Issue #577, opened 2026-06-03
Pin multi-file boundary cells in BuilderCombinationTest (skip + tail)


gunnarmorling:
Workstream of #548. The matrix in #575 enumerates pairwise `RowReaderBuilder` combinations on a single-file fixture, but the multi-file boundary cells are currently parked behind `@Disabled` in `BuilderCombinationTest.multiFileBoundaries` because there is no multi-file fixture in the corpus yet:

```java
@Test
@Disabled("multi-file boundary cells need a multi-file fixture — see session task")
void multiFileBoundaries() {
    // skip + multi-file: indexes into the first file's rows only.
    // tail + multi-file: currently UnsupportedOperationException.
}
```

Two cells to pin:

- **`skip` + multi-file** — documented to index into the first file's rows only (cross-file skip is out of scope per `RowReaderBuilder.skip` JavaDoc). Assert the rows yielded come from file 0 starting at the skip offset; later files are unaffected.
- **`tail` + multi-file** — currently throws `UnsupportedOperationException`. Assert the rejection (instance + message substring), consistent with how every other rejection cell is pinned in `BuilderCombinationTest`.

### Acceptance criteria
- A small multi-file fixture (≥ 2 files) lives under `core/src/test/resources/` or the existing `differential/` corpus, generated by `tools/simple-datagen.py`.
- `BuilderCombinationTest.multiFileBoundaries` (or replacement parameterised cells) is enabled, exercises both combinations, and the test class still runs clean.
- The TODO/`@Disabled` reference to "the session task list" in `BuilderCombinationTest` is removed once the cells are live.

### Out of scope
- Multi-file behaviour of `head`, projection, filters, or the differential harness — those compose over the existing single-file matrix; this issue is only the two `skip` / `tail` × multi-file boundary cells the matrix currently can't assert.

gunnarmorling:
Context for whoever picks this up: neither boundary cell reflects a *fundamental* limitation — both are scope cuts that trace to one fact, and it's worth knowing that before writing the asserts so the test pins behavior for the right reason.

[...]

PR #667, opened 2026-06-13
#577 Pin multi-file boundary cells in BuilderCombinationTest (skip + tail)

RayanRal:
Added minimal two-file fixture (rows 0-149 and 150-249, carrying their global position as  id ⁠) and enable no-filter skip and tail cells: `skip` resolves against the first file and then streams the rest in order, `tail` ⁠ is rejected for multi-file readers.

Pinning `skip` surfaced that the JavaDoc and how-to guide were wrong for the multi-file case: both claimed `skip >= totalRows` yields an empty reader, but a physical skip never carries across a file boundary — `skip` at or beyond the first file's row count drops file 0 and streams the remaining files in full, so a multi-file reader is never emptied this way. 
Corrected both to describe what test now locks in.

## Checklist


RayanRal:
I've addressed test-related comments. 
`tools/simple-datagen.py` - my change seems to match overall style of the file
doc comments - sound valid, but I'm not entirely confident in that - open to changing, but will wait on human verdict.

gunnarmorling:
Thanks a lot, @RayanRal! Could you please add the two new fixture files to this PR, too?

gunnarmorling:
Squashed and applied; thanks a lot, @RayanRal!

==================================================

Copy the records above exactly, beginning at the line that contains "Context for whoever" and stopping after the line that contains "PR #667, opened 2026-06-13".

Context for whoever picks this up: neither boundary cell reflects a *fundamental* limitation — both are scope cuts that trace to one fact, and it's worth knowing that before writing the asserts so the test pins behavior for the right reason.

[...]

PR #667, opened 2026-06-13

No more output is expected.